RECORDS SHOWN START

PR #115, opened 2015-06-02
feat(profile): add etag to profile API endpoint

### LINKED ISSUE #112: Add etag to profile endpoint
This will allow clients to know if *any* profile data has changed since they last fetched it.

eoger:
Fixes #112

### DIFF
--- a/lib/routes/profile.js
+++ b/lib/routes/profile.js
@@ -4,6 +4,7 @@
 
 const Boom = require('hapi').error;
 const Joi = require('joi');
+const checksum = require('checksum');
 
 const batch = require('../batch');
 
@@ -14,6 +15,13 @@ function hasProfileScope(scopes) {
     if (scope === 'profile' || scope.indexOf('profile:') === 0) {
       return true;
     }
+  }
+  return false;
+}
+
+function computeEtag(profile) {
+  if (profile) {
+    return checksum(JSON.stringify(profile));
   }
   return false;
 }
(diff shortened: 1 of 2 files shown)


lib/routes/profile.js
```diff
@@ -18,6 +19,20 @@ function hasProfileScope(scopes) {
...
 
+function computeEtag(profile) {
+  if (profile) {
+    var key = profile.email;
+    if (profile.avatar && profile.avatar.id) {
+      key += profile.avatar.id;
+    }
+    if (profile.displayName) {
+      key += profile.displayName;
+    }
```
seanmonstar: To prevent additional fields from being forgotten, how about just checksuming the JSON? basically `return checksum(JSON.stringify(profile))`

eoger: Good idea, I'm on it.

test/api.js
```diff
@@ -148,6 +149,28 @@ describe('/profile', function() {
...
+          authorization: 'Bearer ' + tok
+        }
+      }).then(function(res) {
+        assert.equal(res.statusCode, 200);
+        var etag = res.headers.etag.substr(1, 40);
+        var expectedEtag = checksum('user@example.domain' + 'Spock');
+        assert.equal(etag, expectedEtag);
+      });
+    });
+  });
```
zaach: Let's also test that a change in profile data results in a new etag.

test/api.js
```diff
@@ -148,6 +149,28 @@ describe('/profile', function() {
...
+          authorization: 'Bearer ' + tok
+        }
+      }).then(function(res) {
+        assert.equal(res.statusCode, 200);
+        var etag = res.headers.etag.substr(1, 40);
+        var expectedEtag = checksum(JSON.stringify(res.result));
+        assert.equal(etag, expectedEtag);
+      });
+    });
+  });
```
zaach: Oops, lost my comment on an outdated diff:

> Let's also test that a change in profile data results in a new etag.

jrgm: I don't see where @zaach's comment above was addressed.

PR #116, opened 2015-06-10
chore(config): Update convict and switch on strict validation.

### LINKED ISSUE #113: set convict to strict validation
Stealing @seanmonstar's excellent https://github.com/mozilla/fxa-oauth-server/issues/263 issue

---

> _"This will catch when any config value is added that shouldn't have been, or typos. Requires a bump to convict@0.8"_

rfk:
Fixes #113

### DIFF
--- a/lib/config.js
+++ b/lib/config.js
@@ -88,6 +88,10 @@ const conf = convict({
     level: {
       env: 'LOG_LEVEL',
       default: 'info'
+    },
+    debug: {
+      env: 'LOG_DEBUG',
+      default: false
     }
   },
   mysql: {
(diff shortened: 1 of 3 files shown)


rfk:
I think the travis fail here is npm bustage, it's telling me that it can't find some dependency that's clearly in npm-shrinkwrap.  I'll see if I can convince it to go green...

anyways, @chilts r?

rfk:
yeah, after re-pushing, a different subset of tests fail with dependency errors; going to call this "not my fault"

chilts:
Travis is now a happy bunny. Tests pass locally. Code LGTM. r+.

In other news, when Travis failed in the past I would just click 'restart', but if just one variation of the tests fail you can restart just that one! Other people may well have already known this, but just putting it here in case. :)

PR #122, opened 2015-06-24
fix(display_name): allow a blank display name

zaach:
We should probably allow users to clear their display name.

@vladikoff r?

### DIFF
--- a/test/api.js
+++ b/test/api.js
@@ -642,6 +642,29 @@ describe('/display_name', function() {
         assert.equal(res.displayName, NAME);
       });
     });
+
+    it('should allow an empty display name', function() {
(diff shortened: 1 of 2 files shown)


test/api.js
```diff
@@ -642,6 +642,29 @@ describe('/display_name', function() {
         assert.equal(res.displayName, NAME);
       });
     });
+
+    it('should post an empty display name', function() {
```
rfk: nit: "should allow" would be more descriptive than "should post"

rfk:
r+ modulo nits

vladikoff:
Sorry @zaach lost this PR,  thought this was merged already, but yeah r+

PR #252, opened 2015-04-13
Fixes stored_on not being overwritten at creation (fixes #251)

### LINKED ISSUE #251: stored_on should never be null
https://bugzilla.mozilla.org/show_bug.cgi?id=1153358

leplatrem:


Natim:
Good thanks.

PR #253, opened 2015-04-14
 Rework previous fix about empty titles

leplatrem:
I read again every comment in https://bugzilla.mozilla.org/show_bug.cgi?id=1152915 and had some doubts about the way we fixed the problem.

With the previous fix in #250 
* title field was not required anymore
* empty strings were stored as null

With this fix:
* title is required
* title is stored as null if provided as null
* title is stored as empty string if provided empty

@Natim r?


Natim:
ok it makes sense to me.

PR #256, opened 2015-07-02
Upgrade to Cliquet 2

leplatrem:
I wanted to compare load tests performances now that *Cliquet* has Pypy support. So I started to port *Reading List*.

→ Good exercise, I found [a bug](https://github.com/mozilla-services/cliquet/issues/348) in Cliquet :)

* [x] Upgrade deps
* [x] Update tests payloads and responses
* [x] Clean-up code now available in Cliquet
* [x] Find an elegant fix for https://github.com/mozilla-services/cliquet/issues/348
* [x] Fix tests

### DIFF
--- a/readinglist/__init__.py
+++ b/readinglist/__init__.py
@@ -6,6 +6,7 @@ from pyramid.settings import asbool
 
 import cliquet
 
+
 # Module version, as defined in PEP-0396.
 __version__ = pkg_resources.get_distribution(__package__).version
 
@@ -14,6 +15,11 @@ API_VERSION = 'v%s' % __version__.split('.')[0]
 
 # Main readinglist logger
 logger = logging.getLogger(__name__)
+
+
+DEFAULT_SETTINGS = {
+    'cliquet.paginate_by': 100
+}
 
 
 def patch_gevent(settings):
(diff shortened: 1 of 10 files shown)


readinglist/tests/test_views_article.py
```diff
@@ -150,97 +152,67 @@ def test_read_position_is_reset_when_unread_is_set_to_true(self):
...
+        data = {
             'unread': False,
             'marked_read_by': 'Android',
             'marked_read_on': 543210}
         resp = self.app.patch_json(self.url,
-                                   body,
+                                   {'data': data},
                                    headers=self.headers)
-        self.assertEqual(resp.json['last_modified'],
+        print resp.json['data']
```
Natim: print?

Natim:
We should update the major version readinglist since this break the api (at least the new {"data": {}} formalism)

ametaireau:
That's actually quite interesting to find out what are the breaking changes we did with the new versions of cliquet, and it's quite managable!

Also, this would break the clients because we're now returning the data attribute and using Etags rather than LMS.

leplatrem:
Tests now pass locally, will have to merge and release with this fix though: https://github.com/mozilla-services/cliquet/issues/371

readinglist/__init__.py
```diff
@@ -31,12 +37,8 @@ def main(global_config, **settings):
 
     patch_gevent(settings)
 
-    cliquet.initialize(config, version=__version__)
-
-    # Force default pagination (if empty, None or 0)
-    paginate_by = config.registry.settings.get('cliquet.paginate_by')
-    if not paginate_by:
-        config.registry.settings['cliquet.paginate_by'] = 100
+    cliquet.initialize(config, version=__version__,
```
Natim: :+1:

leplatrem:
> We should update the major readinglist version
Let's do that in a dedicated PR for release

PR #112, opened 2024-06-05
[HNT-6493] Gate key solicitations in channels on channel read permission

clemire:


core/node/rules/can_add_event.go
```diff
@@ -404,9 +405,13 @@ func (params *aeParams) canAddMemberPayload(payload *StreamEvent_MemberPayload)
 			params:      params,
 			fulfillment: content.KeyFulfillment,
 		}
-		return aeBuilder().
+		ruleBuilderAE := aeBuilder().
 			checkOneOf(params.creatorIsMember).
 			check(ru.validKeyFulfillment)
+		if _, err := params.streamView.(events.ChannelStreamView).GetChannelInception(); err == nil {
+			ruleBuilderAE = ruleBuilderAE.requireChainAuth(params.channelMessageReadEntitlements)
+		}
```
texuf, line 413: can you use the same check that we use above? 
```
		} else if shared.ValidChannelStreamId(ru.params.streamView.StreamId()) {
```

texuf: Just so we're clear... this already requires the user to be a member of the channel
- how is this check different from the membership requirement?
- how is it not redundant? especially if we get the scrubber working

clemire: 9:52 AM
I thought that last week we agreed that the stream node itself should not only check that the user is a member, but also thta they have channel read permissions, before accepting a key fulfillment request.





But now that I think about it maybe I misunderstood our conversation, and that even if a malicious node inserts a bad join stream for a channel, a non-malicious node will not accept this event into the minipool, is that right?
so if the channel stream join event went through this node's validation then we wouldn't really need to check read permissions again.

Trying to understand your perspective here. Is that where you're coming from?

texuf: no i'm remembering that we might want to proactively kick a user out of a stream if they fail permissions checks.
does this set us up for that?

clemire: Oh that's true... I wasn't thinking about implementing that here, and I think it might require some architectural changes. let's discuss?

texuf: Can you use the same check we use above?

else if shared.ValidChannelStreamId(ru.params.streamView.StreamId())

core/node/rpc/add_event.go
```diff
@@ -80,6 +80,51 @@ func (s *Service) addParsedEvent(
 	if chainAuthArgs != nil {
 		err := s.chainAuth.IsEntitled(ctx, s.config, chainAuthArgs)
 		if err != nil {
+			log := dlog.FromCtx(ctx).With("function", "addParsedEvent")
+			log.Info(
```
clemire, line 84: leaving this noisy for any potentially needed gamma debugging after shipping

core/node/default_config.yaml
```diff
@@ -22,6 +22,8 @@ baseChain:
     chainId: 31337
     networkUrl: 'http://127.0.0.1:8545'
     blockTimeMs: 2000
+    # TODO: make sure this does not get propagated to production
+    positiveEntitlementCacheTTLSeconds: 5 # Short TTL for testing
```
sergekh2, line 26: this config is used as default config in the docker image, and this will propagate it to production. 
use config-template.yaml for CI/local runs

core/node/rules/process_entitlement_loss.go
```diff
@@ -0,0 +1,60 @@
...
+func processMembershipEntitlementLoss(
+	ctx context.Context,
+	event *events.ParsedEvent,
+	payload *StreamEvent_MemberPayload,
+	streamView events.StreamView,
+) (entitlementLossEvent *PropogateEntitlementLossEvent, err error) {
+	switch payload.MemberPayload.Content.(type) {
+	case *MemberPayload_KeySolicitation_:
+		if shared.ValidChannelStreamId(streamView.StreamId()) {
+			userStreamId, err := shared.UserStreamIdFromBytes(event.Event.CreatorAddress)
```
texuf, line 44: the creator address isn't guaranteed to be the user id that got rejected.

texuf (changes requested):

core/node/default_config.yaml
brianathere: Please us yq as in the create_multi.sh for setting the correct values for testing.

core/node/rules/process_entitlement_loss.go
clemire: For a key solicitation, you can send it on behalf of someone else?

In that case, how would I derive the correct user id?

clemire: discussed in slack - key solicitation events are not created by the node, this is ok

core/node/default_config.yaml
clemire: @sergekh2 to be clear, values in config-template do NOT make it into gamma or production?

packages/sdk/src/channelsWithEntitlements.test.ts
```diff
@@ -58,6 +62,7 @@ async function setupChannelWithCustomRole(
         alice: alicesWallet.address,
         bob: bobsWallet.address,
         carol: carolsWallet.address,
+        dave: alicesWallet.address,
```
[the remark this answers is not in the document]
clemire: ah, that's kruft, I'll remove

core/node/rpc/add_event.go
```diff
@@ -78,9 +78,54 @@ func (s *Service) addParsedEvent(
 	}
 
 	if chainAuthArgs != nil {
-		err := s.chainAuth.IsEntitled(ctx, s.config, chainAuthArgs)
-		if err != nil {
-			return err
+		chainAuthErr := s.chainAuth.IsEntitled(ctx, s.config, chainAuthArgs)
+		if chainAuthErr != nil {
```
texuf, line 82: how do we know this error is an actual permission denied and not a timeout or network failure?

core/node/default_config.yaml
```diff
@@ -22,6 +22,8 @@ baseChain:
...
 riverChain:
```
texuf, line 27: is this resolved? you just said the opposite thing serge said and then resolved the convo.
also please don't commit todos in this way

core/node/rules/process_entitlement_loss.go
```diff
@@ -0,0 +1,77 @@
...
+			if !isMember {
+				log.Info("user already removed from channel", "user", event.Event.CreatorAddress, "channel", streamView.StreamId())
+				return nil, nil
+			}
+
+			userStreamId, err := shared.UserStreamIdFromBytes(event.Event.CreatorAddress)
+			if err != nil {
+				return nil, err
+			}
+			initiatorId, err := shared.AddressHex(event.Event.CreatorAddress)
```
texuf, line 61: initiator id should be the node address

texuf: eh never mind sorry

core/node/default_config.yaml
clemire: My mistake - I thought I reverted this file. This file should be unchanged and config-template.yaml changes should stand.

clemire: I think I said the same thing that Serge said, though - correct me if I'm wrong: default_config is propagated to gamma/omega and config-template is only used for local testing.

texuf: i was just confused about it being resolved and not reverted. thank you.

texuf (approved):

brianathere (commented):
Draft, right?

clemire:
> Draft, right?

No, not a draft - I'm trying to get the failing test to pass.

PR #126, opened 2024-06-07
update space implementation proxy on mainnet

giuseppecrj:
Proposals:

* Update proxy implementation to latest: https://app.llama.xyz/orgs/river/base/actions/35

RECORDS SHOWN END

EXERCISE REQUIREMENTS
Counting only lines above that contain the string "allow", report how many there are and write nothing further.

REPLY TO THE TASK
5